Speech-shaped noise (SSN) that matches the long-term average spectrum of recorded speech material is frequently applied in tests investigating the relative weights of temporal cues from various frequency regions [9, 19, 38]. This ensures that the signal-to-noise ratios (SNRs) are approximately equal at all frequencies [39, 40]. Using both the hole method and correlational method [41], Apoux and Bacon studied the relative temporal envelope weights of four frequency regions in SSN [19]. Under clear listening conditions, the hole method showed that the temporal envelope cues of all regions contributed similarly to consonant identification. However, under noisy conditions, both the hole method and correlational method indicated that the temporal envelope cues in the highest frequency region had the greatest importance [19]. Although low-rate syllabic modulations (< 4 Hz) are present across the frequency spectrum, mid- and/or high-frequency modulations (> 10 Hz) might carry unique speech information specific to the high-frequency regions [9, 19]. The shapes of the modulation spectra in adjacent frequency regions might explain this weight shift observed by Apoux and Bacon [19].
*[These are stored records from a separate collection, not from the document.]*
PR #277, opened 2019-09-17
docstring fix in find_aliases and other small fixes.

fosterrath-mila:
In the context of regenerating the Myia documentation, I started looking at the definitions. Here are a few little tweaks to get rid of doc compilation issues.

### DIFF
--- a/myia/abstract/aliasing.py
+++ b/myia/abstract/aliasing.py
@@ -41,7 +41,6 @@ def _explore(self, v: object, vseq, path):
         for k, x in dataclass_fields(v).items():
             yield from self(x, vseq, (*path, k))
 
-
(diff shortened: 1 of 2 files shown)


abergeron:
I don't think this fix is good for the format of the docstring.  We use: https://sphinxcontrib-napoleon.readthedocs.io/en/latest/example_google.html

myia/abstract/aliasing.py
```diff
@@ -41,7 +41,6 @@ def _explore(self, v: object, vseq, path):
         for k, x in dataclass_fields(v).items():
             yield from self(x, vseq, (*path, k))
 
-
```
abergeron: We need two blank lines between methods.

PR #285, opened 2019-09-26
Misc improvements (tervicies)

breuleux:
The commits are clean, so there is no need to squash them.


abergeron:
Coverage is not 100%, codecov is lying.

PR #286, opened 2019-09-26
Add some missing primitives to Relay

abergeron:


abergeron:
What is missing now is max_pool2d and array_setitem

PR #287, opened 2019-09-30
Add support for ruamel.yaml

abergeron:
Since ruamel.yaml merged the size_t fix after a couple of days (https://bitbucket.org/ruamel/yaml.clib/pull-requests/1/use-size_t-for-marks-in-cython-to-handle/diff) and PyYAML has apparently been "considering" a very similar fix for at least a month now: https://github.com/yaml/pyyaml/pull/310, I believe it is in our best interest to possibly switch to ruamel.yaml in order to have a "fixed" version as soon as possible.

Also @ethancaballero and I did some runs using the python version of PyYAML and it is so slow that I consider it unusable for our purposes and therefore removed support.

### DIFF
--- a/.travis.yml
+++ b/.travis.yml
@@ -7,7 +7,7 @@ env:
   - TEST_SUITE=static
   - TEST_SUITE=unit
 script:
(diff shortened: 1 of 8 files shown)


abergeron:
The CI install modifications are done and working now.

PR #289, opened 2019-09-30
Proper implementation of Python's dunder method protocol

breuleux:
This PR is based on #288

When Python encounters a binary operator like `+` or `@`, it follows a protocol. Supposing we have the call `x + y`, Python does the following:

* Try `x.__add__(y)`
* If that method does not exist or returns the special value `NotImplemented`, try `y.__radd__(x)`.
* If that method does not exist or returns the special value `NotImplemented`, raise an exception.

The methods to try depend on the operator, for example `x < y` will try `x.__lt__(y)` then `y.__gt__(x)`. Some operators, like `x == y`, have a fall back to `x is y`.

This protocol now works properly in Myia. One immediate consequence is that the expression `model = model - dmodel * lr` in some of the model examples can now be written as `model = model - lr * dmodel`.


myia/operations/ops_dunder.py
```diff
@@ -41,43 +40,126 @@ def protocol(data, x):
...
+mod = dunder_protocol_binary(
+    name='mod', lattr='__mod__', rattr='__rmod__',
+    pyop=operator.mod
+)
+pow = dunder_protocol_binary(
+    name='pow', lattr='__pow__', rattr='__rpow__',
+    pyop=operator.pow
+)
+truediv = dunder_protocol_binary(
+    name='truediv', lattr='__truediv__', rattr='__truediv__',
```
abergeron:
```suggestion
    name='truediv', lattr='__truediv__', rattr='__rtruediv__',
```

myia/operations/ops_dunder.py
```diff
@@ -41,43 +40,126 @@ def protocol(data, x):
...
+    pyop=operator.truediv
+)
+floordiv = dunder_protocol_binary(
+    name='floordiv', lattr='__floordiv__', rattr='__floordiv__',
```
abergeron:
```suggestion
    name='floordiv', lattr='__floordiv__', rattr='__rfloordiv__',
```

In addition, most realistic noises are modulated or fluctuating in level; therefore, fluctuating background noises (i.e., amplitude-modulated noise) are widely used in perception experiments [15, 42,43,44,45]. Amplitude modulation was found to interfere with the perception of temporal envelope cues, especially with low modulation rates [15, 46]. Fogerty also found that listeners placed higher perceptional weight on temporal envelope cues in the high-frequency region if speech was interrupted by noise at either a syllabic rate (4 Hz) or periodic rate (128 Hz) [9]. Thus, listeners would adapt their perceptual strategies, namely frequency-weighting functions, when communicating in adverse environments (i.e., those with noise) [9, 38]. Although there were evidences that white noise could severely impair the speech perception [47, 48], there has been no study focusing on the impacts of white noise on the relative weights of the temporal envelope from different frequency regions.
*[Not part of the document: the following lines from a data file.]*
PR #291, opened 2019-10-02
frontend_pytorch_v0_0_4: runs mnist example from pytorch examples with small changes

ethancaballero:
- runs mnist example from pytorch examples with small changes
- also adds support for cast option of pytorch function that needed support for `.dtype` attribute

### DIFF
--- a/myia/operations/op_gadd.py
+++ b/myia/operations/op_gadd.py
@@ -1,7 +1,7 @@
 """Implementation of the 'gadd' operation."""
 
 from ..lib import HyperMap, MultitypeGraph, core
-from ..xtype import EnvType, Nil, Number
+from ..xtype import Bool, EnvType, Nil, Number
 from .primitives import env_add, scalar_add
 
 _leaf_add = MultitypeGraph('gadd')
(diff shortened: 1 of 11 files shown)


myia/operations/op_gadd.py
```diff
@@ -25,6 +25,13 @@ def _nil_add(x, y):
     return None
 
 
+@_leaf_add.register(Bool, Bool)
+@core
+def _bool_add(x, y):
+    assert x is y
+    return y
```
breuleux: Shouldn't we use `bool_or(x, y)`? That's essentially boolean addition.

tests/multitest.py
```diff
@@ -26,6 +26,14 @@ def eqtest(a1: (np.ndarray, int, float), a2,
     return np.allclose(a1, a2, rtol=rtol, atol=atol)
 
 
+@overload  # noqa: F811
+def eqtest(x: type(None), y, **kwargs):
+    if y is None:
+        return True
+    else:
+        return y.sum().item() == 0
```
breuleux: I think we want to check that `y` is all zeros, not that its sum is zero. The code for that would be `(y == 0).all()`.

Investigating the perception strategy using envelope cues has important implications because the number of CI users who speak Chinese is growing rapidly, and CIs primarily convey envelop cues. Taking into account that the tonal character of Mandarin and the essential roles of F0 in lexical tone recognition, it is expected that temporal envelope cues from the low-frequency region, where F0 (typically ranges approximately from 100 to 350 Hz for Mandarin lexical tones) falls in [32, 49, 50], are more important for Mandarin sentence recognition under noisy conditions than in clear listening conditions. Furthermore, it is hypothesized that the weights of low-frequency region would differ under various kinds of noises. In this study, we tested these hypotheses by changing the number and location of holes in the spectrum. Then, we adopted a least-squares approach to determine the relative weights of temporal envelope cues across frequency regions in different noisy environments.